Mesure spécifique au cycle cellulaire de h2AX et d'apoptose après stress génotoxique par cytométrie de flux

Published: September 01, 2019
doi:
10.3791/59968
, , , , ,
1CCU Molecular and Radiation Oncology,German Cancer Research Center, 2Department of Radiation Oncology,Heidelberg University Hospital, 3Department of Radiation Oncology,Freiburg University Medical Center

Summary

La méthode présentée combine l’analyse quantitative des ruptures à double brin d’ADN (DSB), de la distribution du cycle cellulaire et de l’apoptose pour permettre l’évaluation par cycle cellulaire de l’induction et de la réparation de l’ASD ainsi que les conséquences d’une défaillance de réparation.

Abstract

La méthode présentée ou les versions légèrement modifiées ont été conçues pour étudier les réponses spécifiques de traitement et les effets secondaires de divers traitements anticancéreux utilisés en oncologie clinique. Il permet une analyse quantitative et longitudinale de la réponse aux dommages à l’ADN après un stress génotoxique, induit par la radiothérapie et une multitude de médicaments anticancéreux. La méthode couvre toutes les étapes de la réponse aux dommages à l’ADN, fournissant des points de terminaison pour l’induction et la réparation des ruptures à double brin d’ADN (DSB), l’arrêt du cycle cellulaire et la mort cellulaire par apoptose en cas de défaillance de réparation. La combinaison de ces mesures fournit des informations sur les effets du traitement dépendant du cycle cellulaire et permet ainsi une étude approfondie de l’interaction entre la prolifération cellulaire et les mécanismes d’adaptation contre les dommages à l’ADN. Comme l’effet de nombreux traitements contre le cancer, y compris les agents chimiothérapeutiques et le rayonnement ionisant, est limité ou varie fortement selon les phases spécifiques du cycle cellulaire, les analyses corrélatives reposent sur une méthode robuste et faisable pour évaluer les effets du traitement. sur l’ADN d’une manière spécifique au cycle cellulaire. Ce n’est pas possible avec des essais à extrémité unique et un avantage important de la méthode présentée. La méthode n’est pas limitée à une ligne cellulaire particulière et a été soigneusement testé dans une multitude de tumeurs et de lignées cellulaires tissulaires normales. Il peut être largement appliqué comme un test complet de génotoxicité dans de nombreux domaines de l’oncologie en plus de la radio-oncologie, y compris l’évaluation des facteurs de risque environnemental, le dépistage des médicaments et l’évaluation de l’instabilité génétique dans les cellules tumorales.

Introduction

Le but de l’oncologie est de tuer ou d’inactiver les cellules cancéreuses sans nuire aux cellules normales. De nombreuses thérapies induisent directement ou indirectement le stress génotoxique dans les cellules cancéreuses, mais aussi dans certaines d’autres qui s’étendent dans les cellules normales. La chimiothérapie ou les médicaments ciblés sont souvent combinés avec la radiothérapie pour améliorer la radiosensibilité de la tumeur irradiée1,2,3,4,5, ce qui permet une réduction de la dose de rayonnement pour minimiser les lésions normales des tissus.

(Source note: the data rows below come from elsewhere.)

PR #507, opened 2021-11-25
Ceph Dashboard is not accessible. 

Jooho:
Signed-off-by: Jooho Lee <ljhiyh@gmail.com>

Fix ceph dashboard access issue(ODH-557)


nakfour:
@Jooho should we just create a route to the dashboard instead of doing port forward. Also we need to add this to the ODH dashboard.

Jason4849:
@nakfour I thought like you at first time but with my testing, I realised that Route did not work.  I tested other several scenarios but I confirmed the only working way was `port-forward`. 

Let me explain more about my test.
- The statefulset does not have sree port so it is not possible to create a route for console. After I added the port in the statefulset and exposed the port with Route. However, the sree could not access to the ceph when I clicked the bucket because it does not use Route hostname. It used `127.0.0.1` 
- With ceph dashboard, it is also possible to control bucket but it needs more commands so I don't think it is user-friendly.

FYI, I wrote this simple docs for ceph-nano installation.
- [Ceph nano installation](https://github.com/Jooho/jhouse_openshift/blob/master/docs/ceph-nano/ceph-nano-installation-on-openshift.md)
- [Ceph dashboard enable](https://github.com/Jooho/jhouse_openshift/blob/master/docs/ceph-nano/ceph-dashboard-enabl.md)

LaVLaS (approved):
/lgtm

I was able to port-forward and access the dashbaord locally.  The webui was not 100% reliable when creating buckets but I was able to create, delete and upload files via the dashboard

Jooho:
@LaVLaS I merged master and looks good now.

Le rayonnement ionisant et d’autres agents génotoxiques induisent différents types de dommages à l’ADN, y compris les modifications de base, les liens croisés des brins et les ruptures à brin unique ou double. Les ruptures de double brin d’ADN (DSBs) sont les lésions d’ADN les plus sérieuses et leur induction est essentielle à l’effet de tueur de cellules du rayonnement ionisant et de divers drogues cytostatiques dans la radiochimiothérapie. Les DSB ne nuisent pas seulement à l’intégrité du génome, mais favorisent également la formation de mutations6,7. Par conséquent, différentes voies de réparation d’ESTB, et les mécanismes pour éliminer les cellules irrémédiablement endommagées comme l’apoptose se sont développées pendant l’évolution. L’ensemble de la réponse aux dommages à l’ADN (DDR) est régulée par un réseau complexe de voies de signalisation qui atteignent de la reconnaissance des dommages à l’ADN et l’arrêt du cycle cellulaire pour permettre la réparation de l’ADN, à la mort cellulaire programmée ou l’inactivation en cas de défaillance de réparation8.

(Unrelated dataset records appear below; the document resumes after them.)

PR #510, opened 2021-12-13
Configure Superset to use OpenShift OAuth

accorvin:
This change:

1. Configures Superset to use OpenShift OAuth for its identity provider
2. Switches the superset route to use SSL
3. Makes it easier to extend the default superset configuration set in superset_config.py

This addresses https://issues.redhat.com/browse/ODH-566

To test this:

1. Run the following commands:
```
oc new-project opendatahub
kustomize build superset/base/ | oc apply -f -
```
2. Navigate to Superset (get the URL from the Superset route)
3. Click the login button in the top right of Superset
4. Log in with OpenShift
5. Verify that you are a Superset admin (you should be able to see admin functionality (e.g. list users, roles) when you hover over the settings menu in the top right)
6. Have someone who isn't a project admin in your openshift cluster test access and confirm that they are not a superset admin


superset/README.md
```diff
@@ -77,7 +80,28 @@ This parameter will configure the CPU request for Superset Database. If not set,
 
 ### Superset config file customization
 
-Superset manifests comes with a [`superset-config`](base/secret.yaml) secret, which will configure basic parameters for Superset like the database SQLAlchemy URL to connect to its database.
+In addition to the above parameters, Superset is configured via a [`superset_config.py`](base/superset_config.py) script.
+This script configures a number of important options, including:
+  * The SQLAlchey URL for Superset's Database
```
gmfrasca, line 85: SQLAlchemy

superset/base/kustomization.yaml
```diff
@@ -23,6 +26,11 @@ configMapGenerator:
     envs:
       - params.env
 
+secretGenerator:
```
HumairAK, line 29: does it have to be a secret? seems like everything confidential is pulled in via env vars, so could be a config map no?

accorvin: I think that's a great idea. It's something I was thinking about too. Our deployment doesn't require it being a secret. If the op-first one doesn't either then I think a configmap would be good. I'll work on changing it.

accorvin: Done.

accorvin:
One thing to be aware of with this change: Upon enabling it, existing Superset deployments are likely to have conflicts/issues when changing from an existing IdP to OpenShift oauth, specifically around username collisions. These deployments should plan to extend superset_config.py (this PR makes it easy to do so) to add logic to handle this.

LaVLaS (approved):
/lgtm

The rollout of superset worked from me and no issues with the login with my OCP oauth credentials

La méthode cytométrique présentée de flux a été développée pour étudier le DDR après le stress génotoxique dans un test complet qui couvre l’induction et la réparation d’ESTD, aussi bien que des conséquences de la rupture de réparation. Il combine la mesure du marqueur DSB largement appliqué H2AX avec l’analyse du cycle cellulaire et l’induction de l’apoptose, en utilisant l’analyse classique subG1 et une évaluation plus spécifique de l’activation de la caspase-3.

La combinaison de ces paramètres dans un seul analyse réduit non seulement le temps, la main-d’œuvre et les coûts, mais permet également la mesure du cycle cellulaire spécifique à l’induction et la réparation de l’ORD, ainsi que l’activation de la caspase-3. De telles analyses ne seraient pas possibles avec des essais effectués indépendamment, mais elles sont très pertinentes pour une compréhension complète de la réponse aux dommages à l’ADN après un stress génotoxique. Beaucoup de médicaments anticancéreux, tels que les composés cytostatiques, sont dirigés contre la division des cellules et leur efficacité dépend fortement du stade du cycle cellulaire. La disponibilité de différents processus de réparation DSB dépend également de l’étape de cycle cellulaire et le choix de voie qui est critique pour la précision de réparation, et détermine à son tour le sort de la cellule9,10,11, 12. En outre, la mesure spécifique au cycle cellulaire des niveaux d’ORD est plus précise que l’analyse mise en commun, parce que les niveaux d’ORD dépendent non seulement de la dose d’un composé génotoxique ou d’un rayonnement, mais aussi de la teneur en ADN de la cellule.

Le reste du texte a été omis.